Geek & Sundry has a TERRIFIC article about the adventures at Lake Washington Girls Middle School.  Here's hoping that it will lead to even more students and teachers beginning their own Dungeons & Dragons clubs.  One of the biggest obstacles that educators face in American public schools especially is "teaching a test" instead of teaching the material for its own sake and to encourage critical thinking skills.  Schoonover and his crew have found a way to overcome that obstacle... and how perfectly fitting that they have!  One suggestion though: Mr E and his girls should begin an official blog or a Facebook group about their campaigns.  And use it to reach an even wider audience.  Not just that but the students can chronicle their exploits with art, maps etc.  So there would be even more skills being nurtured: drawing and painting, cartography, and online publishing practices and ethics.  Anyhoo, just an idea.

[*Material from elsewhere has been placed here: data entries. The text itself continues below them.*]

PR #567, opened 2018-01-31
Fixing FxCop issues

conniey:
* Fixing CA3053 issues with XmlSecureResolver
* Fixing globalisation issues with interpolated strings

### DIFF
--- a/src/Microsoft.Fx.Portability/TargetMapper.cs
+++ b/src/Microsoft.Fx.Portability/TargetMapper.cs
@@ -84,6 +84,8 @@ namespace Microsoft.Fx.Portability
             Load(stream, null);
         }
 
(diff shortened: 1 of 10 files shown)


src/Microsoft.Fx.Portability/TargetMapper.cs
```diff
@@ -114,7 +115,9 @@ private void Load(Stream stream, string path)
                         XmlResolver = null
                     };
 
-                    schemas.Add(null, XmlReader.Create(xsdStream, xmlReaderSettings));
+                    var reader = XmlReader.Create(xsdStream, xmlReaderSettings);
```
twsouthwick: this should be disposed, but not a blocker for now

PR #575, opened 2018-02-22
Add an alias to the docs for convenience

glennblock:
Adds quick tip to the README to use an alias command for convenience


glennblock:
👍

PR #579, opened 2018-03-01
Add netstandard as a possible home for System.Object

mjrousos:
This is needed in case of .NET Standard NetFx facade assemblies
which won't have references to mscorlib or System.Runtime.

Prior to this change, ApiPort was failing when analyzing .NET Framework facade assemblies since they didn't have references to the usual 'base' assemblies (system.runtime, mscorlib, etc.).


twsouthwick:
Can you add a test case similar to the multiple mscorlib example?

mjrousos:
Will do. Also, it occurs to me that I probably ought to make the PR against dev rather than against service since we'll want this to be fixed in parallel with our portability service work.

mjrousos:
I've created a [new branch](https://github.com/mjrousos/dotnet-apiport/tree/NetstandardFixFindObject) with this fix (and a test) relative to Dev but will wait for my other PR to merge first to save merge conflict trouble.

PR #792, opened 2019-07-31
Add titles and labels to HTML tables

chlowell:
This gives each table in the HTML report a title or aria label, so screen readers have a name to announce them by.


src/lib/Microsoft.Fx.Portability.Reports.Html/Views/_BreakingChangesReport.cshtml
```diff
@@ -18,8 +18,8 @@
 
 <h2 id="@LocalizedStrings.CompatibilityPageTitle" tabindex="0">@LocalizedStrings.CompatibilityPageTitle</h2>
 <div id="summary-compat-byassembly">
-    <h3 class="compat-subheader">@LocalizedStrings.PerAssemblyOverview</h3>
-    <table>
+    <h3 class="compat-subheader" id="compat-byassembly-subheader">@LocalizedStrings.PerAssemblyOverview</h3>
```
Lxiamail: With this change, will @LocalizedStrings.PerAssemblyOverview be read two times, one as h3 and one as table. Also per https://www.accessibility-developer-guide.com/examples/sensible-aria-usage/label-labelledby/, aria-label and aria-labelledby has some undesirable side effects. What if remove <h3 class="compat-subheader">, and add caption with @LocalizedStrings.PerAssemblyOverview as value to the table?

src/lib/Microsoft.Fx.Portability.Reports.Html/Views/_BreakingChangesReport.cshtml
```diff
@@ -81,8 +81,8 @@
 @if (Model.OrderedBreakingChangeSkippedAssemblies.Count() > 0)
 {
     <div id="summary-compat-skippedassemblies">
-        <h3 class="compat-subheader">@LocalizedStrings.IgnoredAssemblies</h3>
-        <table>
+        <h3 class="compat-subheader" id="compat-skippedassemblies-subheader">@LocalizedStrings.IgnoredAssemblies</h3>
```
Lxiamail: Save feedback as above

src/lib/Microsoft.Fx.Portability.Reports.Html/Views/_PortabilityReport.cshtml
```diff
@@ -22,7 +22,7 @@
 </svg>
 
 <h2 id="@LocalizedStrings.PortabilitySummaryPageTitle" tabindex="0">@LocalizedStrings.PortabilitySummaryPageTitle</h2>
-<table>
+<table aria-labelledby="@LocalizedStrings.PortabilitySummaryPageTitle">
```
Lxiamail: same comment as above

src/lib/Microsoft.Fx.Portability.Reports.Html/Views/_PortabilityReport.cshtml
```diff
@@ -114,7 +114,7 @@
         var usedUnresolvedAssembly = Model.GetUnresolvedAssemblies(assembly);
         if (usedUnresolvedAssembly.Count > 0)
         {
-            <table>
+            <table aria-labelledby="@assembly.SourceAssembly">
```
Lxiamail: Looks like this table is for missing assemblies. What if instead of adding aria-labelledby="@assembly.SourceAssembly", adding a caption with value of @LocalizedStrings.MissingAssemblies? Certainly, that could seems duplicated with the table header  of LocalizedStrings.MissingAssemblies .

src/lib/Microsoft.Fx.Portability.Reports.Html/Views/_BreakingChangesReport.cshtml
chlowell: `<caption>` works but Narrator reads it twice in Edge, once in Firefox. I agree it's preferable semantically, so I'll push a commit labeling the tables with `<caption>`.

Speaking of this game, a few weeks ago I posted about my own first time playing Dungeons & Dragons.  And how that had been such an enjoyable and creative experience.  Don't know why I did it at the time but months before Tammy the Pup (my miniature dachshund) and I set out across America (two years ago!) I bought a copy of the Fifth Edition Dungeons & Dragons Player's Handbook.  Maybe it was divine Providence telling me that it would be needed eventually?  Anyhoo, the core guide is in my possession and as you can see in the photo I've a set of those weird dice.  Since it looks that I'll be getting settled now in [location redacted] I'm gonna find or try to start a group here.  My therapist has strongly suggested that it may help with my bipolar disorder and how often it erects blocks in my writing.  That might deserve keeping a chronicle of for its own sake, researcher and reporter that I try to be.

Gary Gygax, wherever ye be, we raise a flagon of mead high in your honor.  You have awarded a boon to young people and may they forever journey far with it!